One of the remaining barriers to total integration of prosthetic limbs is the seemingly simple ability to know our bodies, a phenomenon known as proprioception. “Right now, amputees have to depend entirely on their vision to know where their limb is,” says neuroscientist Paul Marasco, one of Todd Kuiken’s collaborators at Northwestern. “Vision is not really a sense that’s set up for that.”

Proprioception is an innate sense — of the angle of a quizzically cocked head, the speed of fluttering jazz hands, or the bend of our knees climbing stairs in the dark. Experts separate our proprioceptive sense into two categories: the kinesthetic (the motion of our bodies) and the positional (the location of our body parts). It’s one of the most profoundly under appreciated aspects of our consciousness. And it is precisely because we take proprioception for granted that it is so difficult to untangle.

“Proprioception is really not so well understood — how it’s operating, what it’s doing,” says Marasco. His current research is teasing apart how our sense of limb position and movement is organized in our brains, starting with mapping those neural connections in mice.

It’s difficult to segment proprioception into its component neural parts when the position and motion of our bodies seem so fluid. Somehow, our brains compile information about the length of a muscle, the stretching of skin or the angle of a joint and translate it into a comprehensive sense of being.

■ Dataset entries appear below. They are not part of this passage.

Issue #4556, opened 2024-04-08
can't load new chunks as correctly on 1.12.2 / 1.16.5 servers


CayanNet:
### Describe the bug

this is happening when the bedrock players (1.20.40 ~ 1.20.73) tried to load new chunks on 1.12.2 / 1.16.5 server they get messive fps drops with high pings and lead the timeout the player and memory & cpu usages as high as it can (geyser velocity)

### To Reproduce

1. join the 1.12.2 / 1.16.5 server
2. try to load the new chunks
3. get messive fps drops + high pings and get timeout + velocity goes crash with java heap spaces (high ram & cpu usages as almost 100%)

### Expected behaviour

https://github.com/GeyserMC/Geyser/assets/153404271/06a48732-ab0d-4ff9-afd0-2147882dfc58

after i get fps drops / high pings i get timeout from server and velocity goes high cpu & memory usages to crash itself 

[latest.log](https://github.com/GeyserMC/Geyser/files/14911774/latest.log)
this is the 1.12.2 server log with rtm516 when we tested about this issue and yeah u can see he got timeout after that 

https://pastebin.com/C9Vz1kXC
this is the velocity log after when rtm516 got timeout ofc it kicked all of players in other servers since of velocity got crashed (i was allowcate the ram of velocity has 2gb it can deal the more than100 players in 1.20.4 as i tested with 2gb but how the 1 player in 1.12.2 / 1.16.5 server can crash velocity)

### Screenshots / Videos

https://github.com/GeyserMC/Geyser/assets/153404271/06a48732-ab0d-4ff9-afd0-2147882dfc58

after i get fps drops / high pings i get timeout from server and velocity goes high cpu & memory usages to crash itself 

[latest.log](https://github.com/GeyserMC/Geyser/files/14911774/latest.log)
this is the 1.12.2 server log with rtm516 when we tested about this issue and yeah u can see he got timeout after that 

https://pastebin.com/C9Vz1kXC
this is the velocity log after when rtm516 got timeout ofc it kicked all of players in other servers since of velocity got crashed

### Server Version and Plugins

(backend) This server is running Reaper version git-Reaper-"9a4051b" (MC: 1.12.2) (Implementing API version 1.12.2-R0.1-SNAPSHOT) i tried on normal paper and spigot as well but still not fixed

[...]

PR #4659, opened 2024-05-11
Use UpdateSubChunkBlocksPacket

AJ-Ferguson:
Related to #4556

Performance is still not great, but this is a huge improvement over sending thousands of UpdateBlockPackets. Geyser should at least not consume all memory and crash now.

### DIFF
--- a/core/src/main/java/org/geysermc/geyser/translator/protocol/java/level/JavaSectionBlocksUpdateTranslator.java
+++ b/core/src/main/java/org/geysermc/geyser/translator/protocol/java/level/JavaSectionBlocksUpdateTranslator.java
@@ -25,19 +25,190 @@
 
 package org.geysermc.geyser.translator.protocol.java.level;
 
+import org.cloudburstmc.math.vector.Vector3i;
+import org.cloudburstmc.protocol.bedrock.data.definitions.BlockDefinition;
+import org.cloudburstmc.protocol.bedrock.packet.UpdateBlockPacket;
+import org.cloudburstmc.protocol.bedrock.packet.UpdateSubChunkBlocksPacket;
+import org.geysermc.erosion.util.BlockPositionIterator;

That difficulty is compounded by the sheer number of positions that our body can assume. There are 27 points of articulation in an arm, notes Amy Blank, a PhD candidate at Johns Hopkins University who has done experiments to determine just how essential proprioception is to the functioning of a prosthetic limb. Understanding feedback on the position and movement of all those points will be an extremely challenging task. “In some ways I feel fortunate that I’m not working on the biology side as much,” said Blank, whose research focuses on robotics.

As a better biological understanding of proprioception emerges, researchers hope to develop prosthetic limbs that can stimulate nerves to restore a sense of position and movement — and thereby become increasingly united with the wearer’s self image. And if amputees can call a prosthesis part of their bodies, what’s limiting the rest of us to our heads, shoulders, knees and toes? Weirdly, the cars that we drive or the computers that we use could be as much a part of our bodies as these prostheses soon will be.

Our bodies will certainly be able to adapt to proprioceptive prosthetics, says Marasco, who is continually astounded by patients’ accommodation of the new limbs. “But our ability to build a machine that can do all the things that our hand can do is a different story,” he says. The next generation of prostheses will be limited not by our bodies’ nearly infinite plasticity, but by our engineering capabilities.